To get starting values we used a simpler model with no grouping and a grid search over b from 1 to 10 and c also from 1 to 10 using nls2 in the package of the same name. We also found that nls still produced errors but by using abs in the formula, as shown, it ran to completion.
The problems with the model suggest that there is a fundamental problem with it and in the Other section we discuss how to fix it up.
xx <- c(x, x, x)
yy <- c(y1, y2, y3)
# startingi values using nls2
library(nls2)
fo0 <- yy ~ cbind(b ^ abs(xx - c), 1)
st0 <- data.frame(b = c(1, 10), c = c(1, 10))
fm0 <- nls2(fo0, start = st0, alg = "plinear-brute")
# run nls using starting values from above
g <- rep(1:3, each = length(x))
fo <- yy ~ cbind((g==1) * b ^ abs(xx - c[g]),
(g==2) * b ^ abs(xx - c[g]),
(g==3) * b ^ abs(xx - c[g]),
1)
st <- with(as.list(coef(fm0)), list(b = b, c = c(c, c, c)))

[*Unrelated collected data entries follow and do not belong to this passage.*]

Issue #1899, opened 2018-04-27
Review of updated HowTo examples


RichardWallis:
Following commit of PR #1895, the updated examples need reviewing.
- In [comment](https://github.com/schemaorg/schemaorg/pull/1895#issuecomment-384793938) @danbri raised a concern that the steps section is broken. 
- @dbiollo identified that the name of the HowToTool will not be set with this syntax.

RichardWallis:
There are two approaches to getting the name of the HowToTool, and HowToSuppy, to be picked out.
```
<div itemprop="tool" itemscope itemtype="http://schema.org/HowToTool">Spare tire</div>
```
or
```
<div itemprop="tool" itemscope itemtype="http://schema.org/HowToTool">
     <span itemprop="name">Spare tire</span>
</div>
```
My preference is for the second of these as it could be expanded thus:
```
<div itemprop="tool" itemscope itemtype="http://schema.org/HowToTool">
     <span itemprop="name">Spare tire</span>
     <img itemprop="image" src="spare-tire.jpg" />
</div>
```

dbiollo:
Maybe makes sense to show both ways in the sample? From a unscientific survey of "howtos" on various web sites, it looks like plain text tools is more common, but there are definitely a few that also show images.

If I had the job of marking up pages, I'd tend to prefer the simplest possible markup :)

RichardWallis:
Released in V3.4

PR #1902, opened 2018-04-27
Update sdo-howto-examples.txt

RichardWallis:
Fixed issues on the new HowTo examples.   Issue (#1899)

@dbiollo thanks for your input on this - I identified a mismatch between the term definitions I was working from and those already committed to webschemas.org.  It has resulted in much simpler nesting of types!

### DIFF
--- a/data/sdo-howto-examples.txt
+++ b/data/sdo-howto-examples.txt
@@ -94,94 +94,95 @@ MICRODATA:
 <div itemscope itemtype="http://schema.org/HowTo">
     <strong><span itemprop="name">Change a Flat Tire</span></strong>
     <div>About <span itemprop="estimatedCost" itemscope itemtype="http://schema.org/MonetaryAmount">
-        <meta itemprop="currency" content="USD"></meta>
-        <meta itemprop="value" content="20"></meta>
+        <meta itemprop="currency" content="USD"/>
+        <meta itemprop="value" content="20"/>
     </span>$20</div>
     <div>About <span itemprop="totalTime" content="PT30M">30 minutes</span></div>
     <div>Necessary Items:</div>
-    <div itemprop="tool" itemscope itemtype="http://schema.org/HowToTool">Spare tire</div>
-    <div itemprop="tool" itemscope itemtype="http://schema.org/HowToTool">Lug wrench</div>
-    <div itemprop="tool" itemscope itemtype="http://schema.org/HowToTool">Jack</div>
-    <div itemprop="tool" itemscope itemtype="http://schema.org/HowToTool">Wheel wedges</div>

fm <- nls(fo, start = st, alg = "plinear")
plot(yy ~ xx, col = g)
for(i in unique(g)) lines(predict(fm) ~ xx, col = i, subset = g == i)
fm
giving:
Nonlinear regression model
model: yy ~ cbind((g == 1) * b^abs(xx - c[g]), (g == 2) * b^abs(xx - c[g]), (g == 3) * b^abs(xx - c[g]), 1)
data: parent.frame()
b c1 c2 c3 .lin1 .lin2 .lin3 .lin4
1.997 0.424 1.622 1.074 0.680 0.196 -0.532 9.922
residual sum-of-squares: 133
Number of iterations to convergence: 5
Achieved convergence tolerance: 5.47e-06
(continued after plot)
nlsr
With nlsr it would be done like this. No grid search for starting values was needed and adding abs was not needed either. The b and d values seem similar to the nls solution but the other coefficients differ. Visually both solutions seem to fit the data.
On the other hand from the JSingval column we see that the jacobian is rank deficient which caused it to stop and not produce SE values and the convergence is in doubt (although it may be sufficient given that visually the plot, not shown, seems like a good fit). We discuss how to fix this up in the Other section.
g1 <- g == 1; g2 <- g == 2; g3 <- g == 3
fo2 <- yy ~ g1 * (a1 * b ^ (xx - c1) + d) +
g2 * (a2 * b ^ (xx - c2) + d) +
g3 * (a3 * b ^ (xx - c3) + d)
st2 <- list(a1 = 1, a2 = 1, a3 = 1, b = 1, c1 = 1, c2 = 1, c3 = 1, d = 1)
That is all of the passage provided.